Immortal is a self-healing engine often deployed at the infrastructure boundary. We take vulnerability reports seriously and will respond within two business days.

Do NOT open a public GitHub issue for security vulnerabilities.

Preferred channel:

1. GitHub Private Vulnerability Reporting. Encrypted, traceable, no public disclosure.

Alternative channel:

2. Email the maintainer directly at nagendhra.madishetti24@gmail.com with subject line prefix [immortal-security].

• A clear description of the issue.
• Affected versions (commit SHA or release tag).
• Steps to reproduce, proof-of-concept code, or a minimal repro repo.
• Potential impact (what an attacker could achieve).
• Any suggested fix or mitigation.

1. Acknowledge within 48 hours.
2. Triage and confirm within 5 business days. We will keep you informed on progress.
3. Fix in a private branch. You will be invited to validate the patch before it lands.
4. Coordinated disclosure. We aim to publish a patch release and a public advisory within 30 days of confirmation. If a CVE is required, we will request one through GitHub.
5. Credit in the advisory and release notes unless you prefer to remain anonymous.

In scope: anything inside this repository that ships as part of the Immortal binary, the SDKs under sdk/, and the Pages-hosted landing site.

Out of scope: third-party dependencies (report upstream), theoretical issues without a working exploit, vulnerabilities that require the attacker to already have root on the host.

We will not pursue legal action against good-faith security research that follows this policy. If you are unsure whether your research is in scope, email first.

Starting in v0.7.x, every Immortal container image on GHCR ships with:

1. Keyless Sigstore signature via Fulcio (GitHub OIDC identity, no private key to manage).
2. SLSA level 3 build provenance attestation attached to the image manifest.
3. SPDX SBOM attached to the image manifest.
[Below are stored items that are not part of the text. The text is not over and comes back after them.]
PR #3768, opened 2024-06-17
chore(setup): don't use templating for Terraform imports

swiatekm-sumo:
Import using the json file as a reference instead of templating in the bash script. This is the final part of #3761.

Also fixed a bug in cleanup, which was using the wrong Secret name. 

Finally, set an attribute on the generated Secret to align more with Kubernetes defaults.

### DIFF
--- a/deploy/helm/sumologic/conf/setup/setup.sh
+++ b/deploy/helm/sumologic/conf/setup/setup.sh
@@ -131,24 +131,9 @@ fi
 # Sumo Logic Collector and HTTP sources
 # Only import sources when collector exists.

cosign verify ghcr.io/nagendhra-web/immortal:v0.7.0 \
  --certificate-identity-regexp 'https://github.com/Nagendhra-web/Immortal/\.github/workflows/release\.yml@refs/tags/v.*' \
  --certificate-oidc-issuer https://token.actions.githubusercontent.com

A valid signature confirms the image was built by our release workflow for the tag you expect. Mismatches mean someone tampered with the image or substituted a different one.

cosign download attestation ghcr.io/nagendhra-web/immortal:v0.7.0 \
  --predicate-type https://slsa.dev/provenance/v1

The provenance includes the source commit, workflow run ID, and builder identity. It is signed with the same Fulcio-issued cert.

cosign download sbom ghcr.io/nagendhra-web/immortal:v0.7.0

Returns a SPDX-JSON document listing every Go module and OS package in the image.

Anyone. Keyless signatures do not require a shared secret. The only trust root is Sigstore's public Fulcio CA + the GitHub OIDC issuer. Airgap-friendly verification is also possible if you pin the Sigstore TUF root ahead of time.

These packages ship with the binary and are covered by the policy above:

• WAF (internal/security/firewall). SQLi, XSS, path traversal, command injection.
• RASP (internal/security/rasp). Runtime protection against dangerous operations.
• Rate limiter (internal/security/ratelimit). Per-IP throttling.
• Anti-scrape (internal/security/antiscrape). Bot and scraper detection.
• Secret scanner (internal/security/secrets). Find leaked keys, tokens, passwords.
• Zero-trust auth (internal/security/zerotrust). Service-to-service tokens with expiry.
• Post-quantum audit chain (internal/pqaudit). Hash-chained, Merkle-rooted, signer-pluggable.